Трудно передать, что я чувствовала тогда. Я посмотрела на Патрика, и он впервые не показался мне мальчишкой. Его лицо посветлело, когда он увидел меня, и мое сердце перевернулось. Он не был похож на Эдварда и никогда не будет, но я видела в нем Эдварда, молодого, счастливого Эдварда, очень мягкого и любящего, и, глядя на его лицо, такое мучительно знакомое, на его длинные, сильные, идеальные конечности, я испытала жуткое желание, которое с трудом поддавалось обузданию. Я стояла там, раздираемая десятком противоречивых эмоций, и по иронии судьбы именно моя беспомощность и спасла меня. Я не могла ни двигаться, ни говорить, а потому инициатива перешла к Патрику, и я в три секунды увидела, что он, невзирая на все мои иллюзии, напротив, совершенно не изменился.

– Маргарет! – воскликнул он, обнимая меня, как брат обнимает любимую сестру. – Как я рад тебя видеть… и как это мило с твоей стороны, что ты согласилась встретиться со мной! – Он отпустил меня и показал на одну из скамеек, стоящих перед лужком. – Давай присядем.

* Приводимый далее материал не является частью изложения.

PR #665, opened 2024-11-09
Added hitgroup to CTakeDamageInfo

schwarper:
image

```csharp
public static HookResult OnTakeDamage(DynamicHook hook)
{
    CEntityInstance entity = hook.GetParam<CEntityInstance>(0);

    if (entity.DesignerName != "player")
    {
        return HookResult.Continue;
    }

    var info = hook.GetParam<CTakeDamageInfo>(1);

    Server.PrintToChatAll($"HEY {info.Attacker.Value?.DesignerName} -> {info.GetHitGroup()}");
    return HookResult.Continue;
}
```

### DIFF
--- a/managed/CounterStrikeSharp.API/Core/Model/CTakeDamageInfo.cs
+++ b/managed/CounterStrikeSharp.API/Core/Model/CTakeDamageInfo.cs
@@ -1,0 +1,30 @@
+﻿namespace CounterStrikeSharp.API.Core;
+
+public partial class CTakeDamageInfo
+{
+    /// <summary>
+    /// Retrieves the hitgroup
+    /// </summary>
+    /// <returns>
+    /// Returns a <see cref="HitGroup_t"/> enumeration representing the player's current hit group,
+    /// or <see cref="HitGroup_t.HITGROUP_INVALID"/> if the hit group cannot be determined.
+    /// </returns>
+    public unsafe HitGroup_t HitGroup()
+    {
+        nint v4 = *(nint*)(this.Handle + 0x78);
+
+        if (v4 == nint.Zero)
+        {
+            return HitGroup_t.HITGROUP_INVALID;
+        }
+
+        nint v1 = *(nint*)(v4 + 16);
+
+        if (v1 == nint.Zero)
+        {
+            return HitGroup_t.HITGROUP_GENERIC;
+        }
+
+        return (HitGroup_t)(*(uint*)(v1 + 56));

Я кивнула. Мы сели на скамейку, я крепко сцепила руки и уставилась на покачивающиеся на ветру крокусы.

– Ах, Маргарет, – стенал мой пасынок. – Я попал в жуткую переделку. У меня всего один шиллинг и шесть пенсов, и я остановился в самой отвратительной, какую только можно представить, маленькой таверне к востоку от Сохо, там по кровати ползают какие-то насекомые. У меня в носках дырки, и я не знаю, как их починить, я понятия не имею, что делать с моими грязными рубашками, и ничего не ел со вчерашнего дня, когда купил булочку на Тоттенхэм-Корт-роуд. Ты не могла бы объяснить папе, что я раскаиваюсь за все, собираюсь начать с чистой страницы и буду делать все, что он мне скажет, я клянусь. Только бы он простил меня и предоставил еще один шанс. Пожалуйста, Маргарет! Пожалуйста, попроси его за меня!

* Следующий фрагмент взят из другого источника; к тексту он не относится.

PR #695, opened 2024-11-28
feat: client message.

jaredliu2018:
Add client messages recv/send.
Server can hook any message(CLC_Messages) from client.
Also server can create a new client message and send it to client.
All complex logic is implemented in c++ side. Use it via simple API  like "HookClientMessage()" and "message.Send()".


configs/addons/counterstrikesharp/gamedata/gamedata.json
```diff
@@ -265,5 +265,11 @@
       "windows": 584,
       "linux": 584
     }
+  },
+  "CServerSideClient": {
+     "offsets": {
+       "windows": 8,
+       "linux": -64
+     }
```
KillStr3aK, line 273: #563 might need a revision

KillStr3aK:
Well this pr achieves way more stuff than described

can you regenerate the native methods with respecting the codestyle we use for them? (for e.x.: `UnhookClientmessage` -> `UnhookClientMessage`)

src/core/managers/clientmessage_manager.cpp
```diff
@@ -0,0 +1,211 @@
...
+
+    ClientMessageManager::~ClientMessageManager() {}
+
+    void ClientMessageManager::OnAllInitialized()
+    {
+        const char* name = "CServerSideClient";
+        void* serverSideClientVTable = reinterpret_cast<void*>(modules::engine->FindVirtualTable(name, globals::gameConfig->GetOffset(name)));
+        if (serverSideClientVTable == nullptr)
+        {
+            CSSHARP_CORE_ERROR("Failed to find signature for \'%s\'", name);
```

Я пыталась найти слова, не осмеливаясь посмотреть на него. Я остро ощущала его бедро в трех дюймах от моего плаща.

– Я проиграл двести фунтов, которые он мне дал, – продолжал Патрик. – Думал, что легко смогу превратить их в тысячу, чтобы без проблем прожить год… и знаешь, вначале я выиграл довольно много денег…

Среди нарциссов танцевала белочка. Из кустов появился черный кот и, сев, принялся вылизывать лапу.

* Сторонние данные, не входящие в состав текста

Issue #833, opened 2025-04-01
Update CCSPlayer_WeaponServices_CanUse signature


darkerz7:
```
  "CCSPlayer_WeaponServices_CanUse": {
    "signatures": {
      "library": "server",
      "windows": "48 89 5C 24 ? 48 89 6C 24 ? 48 89 74 24 ? 57 48 83 EC ? 48 8B 01 48 8B F2",
      "linux": "55 48 8D 15 ? ? ? ? 48 89 E5 41 55 49 89 F5 41 54 49 89 FC 53 48 83 EC ? 48 8B 07 48 8B 80 ? ? ? ? 48 39 D0 0F 85 ? ? ? ? 80 BF"
    }
  },
```

from -> https://github.com/Source2ZE/CS2Fixes/commit/e1265b54cef49dd00d4476dd57609e8b01ae7216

– …и тогда я поехал в Ирландию, и Аннабель одолжила мне немного денег, но она устроила мне такую головомойку, что я больше не хочу к ней возвращаться. Я добрался в Дьюнеден-касл, но эта несчастная Катерин даже не пожелала меня видеть, передала мне, что я в черном списке у папы, хотя Дьюнеден дал мне пять фунтов, чтобы я мог ехать дальше. И я оттуда отправился в Дублин к Дерри – побыл у него какое-то время, но, господи боже, не могу же я доить его вечно, верно? Это просто было бы неправильно, да? У Дерри денег на себя едва хватает, потому что папа ужасно ограничивает его содержание. Дерри хотел, чтобы я остался, но это было невозможно. Вчера вернулся в Лондон, и, боже мой, Маргарет, я не знаю, что со мной будет, если ты мне не поможешь. Что мне делать, черт возьми?

– Я поговорю с Эдвардом, – пообещала я.

– Ах, Маргарет… – Он еще раз обнял меня. Я ощутила прикосновение его бедра и левого бока. – Ты так добра ко мне, Маргарет.

Я встала и пошла прочь, чувствуя себя так, будто у меня тепловой удар.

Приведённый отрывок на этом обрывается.